What the task asks → Of all the lines in these entries, count those that contain "match" and give only the total.

Input for this task →
PR #3055, opened 2023-09-08
Implement some `llvm.x86.sse2.*` intrinsics and add tests 

eduardosm:
Continuation of https://github.com/rust-lang/miri/pull/2989 with SSE2 intrinsics.

Thankfully, a significant amount of SSE2 functions use `simd_*` intrinsics, which are already implemented in Miri.

### DIFF
--- a/src/shims/x86/sse2.rs
+++ b/src/shims/x86/sse2.rs
@@ -1,0 +1,982 @@
+use rustc_apfloat::{
+    ieee::{Double, Single},
+    Float as _, FloatConvert as _,
+};
+use rustc_middle::ty::layout::LayoutOf as _;
+use rustc_middle::ty::Ty;
+use rustc_span::Symbol;
+use rustc_target::abi::Size;
+use rustc_target::spec::abi::Abi;
+
+use super::FloatCmpOp;
+use crate::*;
+use shims::foreign_items::EmulateByNameResult;
+
+impl<'mir, 'tcx: 'mir> EvalContextExt<'mir, 'tcx> for crate::MiriInterpCx<'mir, 'tcx> {}
+pub trait EvalContextExt<'mir, 'tcx: 'mir>: crate::MiriInterpCxExt<'mir, 'tcx> {
+    fn emulate_x86_sse2_intrinsic(
+        &mut self,
+        link_name: Symbol,
+        abi: Abi,
+        args: &[OpTy<'tcx, Provenance>],
+        dest: &PlaceTy<'tcx, Provenance>,
+    ) -> InterpResult<'tcx, EmulateByNameResult<'mir, 'tcx>> {
+        let this = self.eval_context_mut();
+        // Prefix should have already been checked.
+        let unprefixed_name = link_name.as_str().strip_prefix("llvm.x86.sse2.").unwrap();
+
+        // These intrinsics operate on 128-bit (f32x4, f64x2, i8x16, i16x8, i32x4, i64x2) SIMD
+        // vectors unless stated otherwise.
+        // Many intrinsic names are sufixed with "ps" (packed single), "ss" (scalar signle),
+        // "pd" (packed double) or "sd" (scalar double), where single means single precision
+        // floating point (f32) and double means double precision floating point (f64). "ps"
+        // and "pd" means thet the operation is performed on each element of the vector, while
+        // "ss" and "sd" means that the operation is performed only on the first element, copying
+        // the remaining elements from the input vector (for binary operations, from the left-hand
+        // side).
+        // Intrinsincs sufixed with "epiX" or "epuX" operate with X-bit signed or unsigned
+        // vectors.
+        match unprefixed_name {
+            // Used to implement the _mm_avg_epu8 function.
+            // Averages packed unsigned 8-bit integers in `left` and `right`.
+            "pavg.b" => {
+                let [left, right] =
+                    this.check_shim(abi, Abi::C { unwind: false }, link_name, args)?;
+
+                let (left, left_len) = this.operand_to_simd(left)?;
+                let (right, right_len) = this.operand_to_simd(right)?;
+                let (dest, dest_len) = this.place_to_simd(dest)?;
+
+                assert_eq!(dest_len, left_len);
+                assert_eq!(dest_len, right_len);
+
+                for i in 0..dest_len {
+                    let left = this.read_scalar(&this.project_index(&left, i)?)?.to_u8()?;
+                    let right = this.read_scalar(&this.project_index(&right, i)?)?.to_u8()?;
+                    let dest = this.project_index(&dest, i)?;
+
+                    // Values are expanded from u8 to u16, so adds cannot overflow.
+                    let res = u16::from(left)
+                        .checked_add(u16::from(right))
+                        .unwrap()
+                        .checked_add(1)
+                        .unwrap()
+                        / 2;
+                    this.write_scalar(Scalar::from_u8(res.try_into().unwrap()), &dest)?;
+                }
+            }
+            // Used to implement the _mm_avg_epu16 function.
+            // Averages packed unsigned 16-bit integers in `left` and `right`.
+            "pavg.w" => {
+                let [left, right] =
+                    this.check_shim(abi, Abi::C { unwind: false }, link_name, args)?;
+
+                let (left, left_len) = this.operand_to_simd(left)?;
+                let (right, right_len) = this.operand_to_simd(right)?;
+                let (dest, dest_len) = this.place_to_simd(dest)?;
+
+                assert_eq!(dest_len, left_len);
+                assert_eq!(dest_len, right_len);
+
+                for i in 0..dest_len {
+                    let left = this.read_scalar(&this.project_index(&left, i)?)?.to_u16()?;
+                    let right = this.read_scalar(&this.project_index(&right, i)?)?.to_u16()?;
+                    let dest = this.project_index(&dest, i)?;
+
+                    // Values are expanded from u16 to u32, so adds cannot overflow.
+                    let res = u32::from(left)
+                        .checked_add(u32::from(right))
+                        .unwrap()
+                        .checked_add(1)
+                        .unwrap()
+                        / 2;
+                    this.write_scalar(Scalar::from_u16(res.try_into().unwrap()), &dest)?;
+                }
+            }
+            // Used to implement the _mm_mulhi_epi16 function.
+            "pmulh.w" => {
+                let [left, right] =
+                    this.check_shim(abi, Abi::C { unwind: false }, link_name, args)?;
+
+                let (left, left_len) = this.operand_to_simd(left)?;
+                let (right, right_len) = this.operand_to_simd(right)?;
+                let (dest, dest_len) = this.place_to_simd(dest)?;
+
+                assert_eq!(dest_len, left_len);
+                assert_eq!(dest_len, right_len);
+
+                for i in 0..dest_len {
+                    let left = this.read_scalar(&this.project_index(&left, i)?)?.to_i16()?;
+                    let right = this.read_scalar(&this.project_index(&right, i)?)?.to_i16()?;
+                    let dest = this.project_index(&dest, i)?;
+
+                    // Values are expanded from i16 to i32, so multiplication cannot overflow.
+                    let res = i32::from(left).checked_mul(i32::from(right)).unwrap() >> 16;
+                    this.write_scalar(Scalar::from_int(res, Size::from_bits(16)), &dest)?;
+                }
+            }
+            // Used to implement the _mm_mulhi_epu16 function.
+            "pmulhu.w" => {
+                let [left, right] =
+                    this.check_shim(abi, Abi::C { unwind: false }, link_name, args)?;
+
+                let (left, left_len) = this.operand_to_simd(left)?;
+                let (right, right_len) = this.operand_to_simd(right)?;
+                let (dest, dest_len) = this.place_to_simd(dest)?;
+
+                assert_eq!(dest_len, left_len);
+                assert_eq!(dest_len, right_len);
+
+                for i in 0..dest_len {
+                    let left = this.read_scalar(&this.project_index(&left, i)?)?.to_u16()?;
+                    let right = this.read_scalar(&this.project_index(&right, i)?)?.to_u16()?;
+                    let dest = this.project_index(&dest, i)?;
+
+                    // Values are expanded from u16 to u32, so multiplication cannot overflow.
+                    let res = u32::from(left).checked_mul(u32::from(right)).unwrap() >> 16;
+                    this.write_scalar(Scalar::from_u16(res.try_into().unwrap()), &dest)?;
+                }
+            }
+            // Used to implement the _mm_mul_epu32 function.
+            // Multiplies the the low unsigned 32-bit integers from each packed
+            // 64-bit element and stores the result as 64-bit unsigned integers.
+            "pmulu.dq" => {
+                let [left, right] =
+                    this.check_shim(abi, Abi::C { unwind: false }, link_name, args)?;
+
+                let (left, left_len) = this.operand_to_simd(left)?;
+                let (right, right_len) = this.operand_to_simd(right)?;
+                let (dest, dest_len) = this.place_to_simd(dest)?;
+
+                // left and right are u32x4, dest is u64x2
+                assert_eq!(left_len, 4);
+                assert_eq!(right_len, 4);
+                assert_eq!(dest_len, 2);
+
+                for i in 0..dest_len {
+                    let op_i = i.checked_mul(2).unwrap();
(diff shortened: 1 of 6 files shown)


tests/pass/intrinsics-x86-sse2.rs
```diff
@@ -0,0 +1,742 @@
+//@only-target-x86_64
```
RalfJung, line 1: I now realize this also applies to your other test file, but -- shouldn't we also test those intrinsics on 32bit x86?

src/shims/x86/sse2.rs
```diff
@@ -0,0 +1,1026 @@
...
+                assert_eq!(dest_len, left_len);
+                assert_eq!(dest_len, right_len);
+
+                for i in 0..dest_len {
+                    let left = this.read_scalar(&this.project_index(&left, i)?)?.to_u8()?;
+                    let right = this.read_scalar(&this.project_index(&right, i)?)?.to_u8()?;
+                    let dest = this.project_index(&dest, i)?;
+
+                    // Values are expanded from u8 to u16, so adds cannot overflow.
+                    let res = u16::from(left).wrapping_add(u16::from(right)).wrapping_add(1) >> 1;
```
RalfJung, line 56: What's this `>> 1` doing? If this is division, please use `/ 2` to make the intent clear.

src/shims/x86/sse2.rs
```diff
@@ -0,0 +1,1026 @@
...
+                assert_eq!(dest_len, left_len);
+                assert_eq!(dest_len, right_len);
+
+                for i in 0..dest_len {
+                    let left = this.read_scalar(&this.project_index(&left, i)?)?.to_u16()?;
+                    let right = this.read_scalar(&this.project_index(&right, i)?)?.to_u16()?;
+                    let dest = this.project_index(&dest, i)?;
+
+                    // Values are expanded from u16 to u32, so adds cannot overflow.
+                    let res = u32::from(left).wrapping_add(u32::from(right)).wrapping_add(1) >> 1;
```
RalfJung, line 79: Whenever you are asserting that things cannot overflow, please use `checked_$OP().unwrap()` so that the code actually asserts that the comment is true.

src/shims/x86/sse2.rs
```diff
@@ -0,0 +1,1026 @@
...
+                    let right = this.read_scalar(&this.project_index(&right, i)?)?.to_i16()?;
+                    let dest = this.project_index(&dest, i)?;
+
+                    // Values are expanded from i16 to i32, so multiplication cannot overflow.
+                    let res = i32::from(left).wrapping_mul(i32::from(right)) >> 16;
+                    this.write_scalar(Scalar::from_int(res, Size::from_bits(16)), &dest)?;
+                }
+            }
+            // Used to implement the _mm_mulhi_epu16 function.
+            "pmulhu.w" => {
```
RalfJung, line 106: I wonder if you could de-duplicate some code here by sharing this with `pmulh.w`, and using operations on `ImmTy` (as produced by `read_immediate`) instead of host integer arithmetic? We already have all arithmetic operations implemented in `overflowing_binary_op` after all.

This applies throughout the entire file. There seems to be a lot of use of host integers here and that's generally surprising. (And same for floats, `overflowing_binary_op` will do the right thing on immediates of float type as well.)

tests/pass/intrinsics-x86-sse2.rs
eduardosm: Is there a directive to specify more than one target?

RalfJung: Hm, multiple "only" are interpreted conjunctively so that won't work.

But its' a substring test, so `only-target-x86` should work.

src/shims/x86/sse2.rs
RalfJung: Thanks for trying this out! Looks like the shared version is overall longer than the 2 separate versions... so I guess it's not worth it.

Are there other sets of intrinsics that are completely the same except for the types involved?

RalfJung: Like, for instance pavg also exists twice. With some helper methods for widening casts, could this be useful?

"No I think that would introduce more overhead than it helps" is a reasonable answer here, I'm just asking you since it's hard to say for myself without actually trying to write that code. :)

src/shims/x86/sse2.rs
```diff
@@ -0,0 +1,1042 @@
...
+                    Sra,
+                }
+                let which = match unprefixed_name {
+                    "psll.w" => ShiftOp::Sll,
+                    "psrl.w" => ShiftOp::Srl,
+                    "psra.w" => ShiftOp::Sra,
+                    _ => unreachable!(),
+                };
+
+                // Build the 64-bit shift operand from 16-bit elements
```
RalfJung, line 238: Is this equivalent to transmuting `right` to a `u64`? Or does endianess mean this is not the same?

src/shims/x86/sse2.rs
```diff
@@ -0,0 +1,1042 @@
...
+                    | (u64::from(this.read_scalar(&this.project_index(&right, 3)?)?.to_u16()?)
+                        << 48);
+
+                for i in 0..dest_len {
+                    let left = this.read_scalar(&this.project_index(&left, i)?)?.to_u16()?;
+                    let dest = this.project_index(&dest, i)?;
+
+                    let res = match which {
+                        ShiftOp::Sll =>
+                            left.checked_shl(shift.try_into().unwrap_or(u32::MAX)).unwrap_or(0),
```
RalfJung, line 253: The subexpression `shift.try_into().unwrap_or(u32::MAX)` occurs several times, that could be computed (and named) once before the loop.

src/shims/x86/sse2.rs
```diff
@@ -0,0 +1,1042 @@
...
+                        ShiftOp::Srl =>
+                            left.checked_shr(shift.try_into().unwrap_or(u32::MAX)).unwrap_or(0),
+                        #[allow(clippy::cast_possible_wrap, clippy::cast_sign_loss)]
+                        ShiftOp::Sra => {
+                            // Convert u16 to i16 to use arithmetic shift
+                            let left = left as i16;
+                            left.checked_shr(shift.try_into().unwrap_or(u32::MAX))
+                                .unwrap_or(left >> 15) as u16
```
RalfJung, line 261: What the `left >> 15` doing here? Is that the "copying the sign bit to the remaining bits"? Please add a comment, such random integer constants are always suspicious.

src/shims/x86/sse2.rs
```diff
@@ -0,0 +1,1042 @@
...
+            "sqrt.sd" => {
+                let [op] = this.check_shim(abi, Abi::C { unwind: false }, link_name, args)?;
+
+                let (op, op_len) = this.operand_to_simd(op)?;
+                let (dest, dest_len) = this.place_to_simd(dest)?;
+
+                assert_eq!(dest_len, op_len);
+
+                let op0 = this.read_scalar(&this.project_index(&op, 0)?)?.to_u64()?;
+                let res0 = Scalar::from_u64(f64::from_bits(op0).sqrt().to_bits());
```
RalfJung, line 555: Needs the host float FIXME.

src/shims/x86/sse2.rs
```diff
@@ -0,0 +1,1042 @@
...
+            }
+            // Used to implement the _mm_cmp*_sd function.
+            // Performs a comparison operation on the first component of `left`
+            // and `right`, returning 0 if false or `u64::MAX` if true. The remaining
+            // components are copied from `left`.
+            "cmp.sd" => {
+                let [left, right, imm] =
+                    this.check_shim(abi, Abi::C { unwind: false }, link_name, args)?;
+
+                let which = match this.read_scalar(imm)?.to_i8()? {
```
RalfJung, line 594: This exact match already exists for `cmp.ss`; looks like unnecessary duplication.

src/shims/x86/sse2.rs
```diff
@@ -0,0 +1,1042 @@
...
+
+                // op is f64x2, dest is f32x4
+                assert_eq!(op_len, 2);
+                assert_eq!(dest_len, 4);
+
+                for i in 0..op_len {
+                    let op = this.read_scalar(&this.project_index(&op, i)?)?.to_f64()?;
+                    let dest = this.project_index(&dest, i)?;
+
+                    let res = op.convert(/*loses_info*/ &mut false).value;
```
RalfJung, line 687: Can't this use `float_to_float_or_int`, and then the code is completely identical between cvtpd2ps and cvtps2pd?

src/shims/x86/sse2.rs
```diff
@@ -0,0 +1,1042 @@
...
+                    this.copy_op(
+                        &this.project_index(&left, i)?,
+                        &this.project_index(&dest, i)?,
+                        /*allow_transmute*/ false,
+                    )?;
+                }
+            }
+            // Used to implement the _mm_cvtss_sd function.
+            // Converts the first f64 from `right` to f32 and copies
+            // the remaining elements from `left`
```
RalfJung, line 838: This has the exact same comment as cvtsd2ss? There should be some difference, no?

src/shims/x86/sse2.rs
```diff
@@ -0,0 +1,1042 @@
...
+            "movmsk.pd" => {
+                let [op] = this.check_shim(abi, Abi::C { unwind: false }, link_name, args)?;
+                let (op, op_len) = this.operand_to_simd(op)?;
+
+                let mut res = 0;
+                for i in 0..op_len {
+                    let op = this.read_scalar(&this.project_index(&op, i)?)?;
+                    let op = op.to_u64()?;
+
+                    res |= (op >> 63) << i;
```
RalfJung, line 879: Isn't there a nicer way to say "highest bit"? At least please add a comment saying that this is the highest bit.

src/shims/x86/sse2.rs
```diff
@@ -0,0 +1,1042 @@
...
+            &this.project_index(&dest, i)?,
+            /*allow_transmute*/ false,
+        )?;
+    }
+
+    Ok(())
+}
+
+/// Performs `which` operation on each component of `left`, and
+/// `right` storing the result is stored in `dest`.
```
RalfJung, line 1017:
```suggestion
/// Performs `which` operation on each component of `left` and
/// `right`, storing the result is stored in `dest`.
```
(also in the SSE file, while we are at it)

src/shims/x86/sse2.rs
```diff
@@ -0,0 +1,1042 @@
...
+    /// Maximum value (with SSE semantics)
+    ///
+    /// <https://www.felixcloutier.com/x86/maxsd>
+    /// <https://www.felixcloutier.com/x86/maxpd>
+    Max,
+}
+
+/// Performs `which` scalar operation on `left` and `right` and returns
+/// the result.
+fn bin_op_f64<'tcx>(
```
RalfJung, line 927: I was hoping this could be shared with the f32 code, in a single function that is generic over the apfloat type. What do we need in terms of infrastructure for that? I think the one problem is converting from `ImmTy` to the float type, right? In binary_float_op in Miri, they come pre-converted. So maybe leave a FIXME, this could make a nice next PR: make sure we have `ImmTy: TryInto<Single>` and `ImmTy: TryInto<Double>`, and then use that to make the float handling more generic.

tests/pass/intrinsics-x86-sse2.rs
```diff
@@ -0,0 +1,742 @@
...
+    unsafe fn test_mm_max_pd() {
+        let a = _mm_setr_pd(1.0, 2.0);
+        let b = _mm_setr_pd(5.0, 10.0);
+        let r = _mm_max_pd(a, b);
+        assert_eq_m128d(r, _mm_setr_pd(5.0, 10.0));
+    }
+    test_mm_max_pd();
+
+    #[target_feature(enable = "sse2")]
+    unsafe fn test_mm_min_sd() {
```
RalfJung, line 257: Can you make sure the min/max functions have the same tests that the SSE(1) variants do, checking the handling of negative zero?

src/shims/x86/sse2.rs
eduardosm: It is equivalent to a transmute after discarding the high 64 bits of the SIMD vector. Is there a nicer way of doing that?

src/shims/x86/sse2.rs
eduardosm: It might be worth trying it out, almost half of the loop body is used by the widening casts.

But I would leave it for the future PR you mentioned below (the one about making `bin_op_f32`/`bin_op_f64` generic).

src/shims/x86/sse2.rs
RalfJung: Ah, it's only loading the first half? Hm... you could transmute to a `[u62; 2]` array, project to an index, and then load from that. Not sure if that's any better than what you currently do.

src/shims/x86/sse2.rs
```diff
@@ -243,22 +238,22 @@ pub trait EvalContextExt<'mir, 'tcx: 'mir>: crate::MiriInterpCxExt<'mir, 'tcx> {
                         << 32)
                     | (u64::from(this.read_scalar(&this.project_index(&right, 3)?)?.to_u16()?)
                         << 48);
+                // Convert it to the type expected by checked_{shl,shr}
+                let shift = shift.try_into().unwrap_or(u32::MAX);
```
RalfJung, line 242: Why is it okay to fall back to u32::MAX here? Please add a comment.
Do we have a test covering this case?

RalfJung:
@rutsbot author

Result of the exercise → 5